Your first point is a little harder for me to dissect with the multiple references to SDR but I will give it a try:

It’s important that it activate an entire object SDR, not pieces of a few. Generally these SDRs are being read out by dendrites that expect at least 13/20 of the SDR to be active (though this depends on the parameters). A sampling of a few SDRs would likely lead to zero dendrites detecting a known SDR.

When you say “It’s important that it activate an entire object SDR”, I am assuming your are referring to maximizing the ColumnPooler Output SDR. This is because “these SDRs are being read out by dendrites that expect at least 13/20 of the SDR to be active”. The papers do not have another layer on top of the column pooler’s output (though we might envision a classifier). Are you referring to other ColumnPoolers and ApicalTiebreakMemories? If so I can start to see your point that not having sufficient ColumnPooler output might lead to understimulation of the peer ColumnPoolers or the dependent ApicalTiebreakers.

I am curious though if this plays out in experimentation. If the output was limited to the target number of bits, backfilled at the last step by unsupported forward input based on the highest overlaps scores, might this not lead to better learning (strong signals to learn against or none at all)? Is the purpose of going past the target number of output bits to jump start learning with the hope (or intuition) that weak signals across cases might build up into a strong signal in general?

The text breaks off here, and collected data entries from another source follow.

PR #11738, opened 2026-09-07
fix: clear upstreams when removing a remote

### LINKED ISSUE #11529: `dolt remote remove` leaves an upstream config behind
A branch can record an upstream, the branch that's merged into it by default, or that it's rebased onto. In Dolt, it's stored under `.dolt/repo_state.json` as two fields: the remote and a ref naming the branch on that remote. `dolt remote remove` clears the remote name but keeps the ref, making it ambiguous with a local branch upstream config.

```sh
$ dolt push -u origin b1:other
$ dolt remote remove origin
$ cat .dolt/repo_state.json
  "branches": {
    "b1": {
      "head": "refs/heads/other",
      "remote": ""
    }
  }

$ dolt branch --set-upstream-to other b1
branch 'b1' set up to track 'other'
$ cat .dolt/repo_state.json
  "branches": {
    "b1": {
      "head": "refs/heads/other",
      "remote": ""
    }
  }
```

When the upstream lives in the local repository, Git indicates it with a '.' character: [the relative path setting](https://git-scm.com/docs/git-config#Documentation/git-config.txt-branchnamemerge).

```sh
$ git config --get-regexp ^branch\.b1\.
branch.b1.remote origin
branch.b1.merge refs/heads/other
$ git remote remove origin
$ git config --get-regexp ^branch\.b1\.
(no output)

$ git branch --set-upstream-to=other2 b1
$ git config --get-regexp ^branch\.b1\.
branch.b1.remote .
branch.b1.merge refs/heads/other2
```

I've left a TODO in `UpstreamRef` since this doesn't allow us to discern if we want the ref.
https://github.com/dolthub/dolt/blob/92de41bbaef077eb6db53bce2b5d5f8ac001891f/go/libraries/doltcore/env/remotes.go#L811-L816

CBOSSX:
`dolt remote remove` now clears branch upstream configurations that reference the deleted remote, matching Git and preventing stale merge refs in `repo_state.json`. The regression preserves branches tracking other remotes; the `env/...` and CLI command suites, focused race test, vet, formatting, diff check, and CLI build pass.
Fixes #11529.
Close #11760

### DIFF
--- a/go/libraries/doltcore/env/repo_state.go
+++ b/go/libraries/doltcore/env/repo_state.go
@@ -232,12 +232,17 @@ func (rs *RepoState) AddRemote(r Remote) {
 
 func (rs *RepoState) RemoveRemote(r Remote) {
 	rs.Remotes.Delete(r.Name)
-	if rs.Branches == nil {
+	ClearTrackingBranches(rs.Branches, r.Name)
+}
+
+// ClearTrackingBranches removes tracking configurations for the named remote.
+func ClearTrackingBranches(branches *concurrentmap.Map[string, BranchConfig], remoteName string) {
+	if branches == nil {
 		return
 	}
-	for branchName, branch := range rs.Branches.Snapshot() {
-		if branch.Remote == r.Name {
-			rs.Branches.Delete(branchName)
+	for branchName, branch := range branches.Snapshot() {
+		if branch.Remote == remoteName {
+			branches.Delete(branchName)
 		}
 	}
 }
--- a/go/libraries/doltcore/env/repo_state.go
+++ b/go/libraries/doltcore/env/repo_state.go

I am still working through these ideas so I am sorry if I am not explaining myself well or am not picking up on more fundamental assumption about the code or the biology. Thanks for any help in improving my understanding.

I was discussing this with @klokare offline, and we found that this is one of the differences between HTM and BrainBlocks. In BrainBlocks, for our PatternPooler, PatternClassifier, ContextLearner and SequenceLearner blocks, when receiving feedforward proximal inputs, we use k-WTA activation strategies where the overlap scores are prioritized and the k-highest scored cells are activated (subject to any specific rules for the “block”).

Of course, this approach doesn’t work if you’re trying to maintain other properties of the SDR such as its “distributedness” through local area density or activating neglected cells through the boosting method of the SpatialPooler.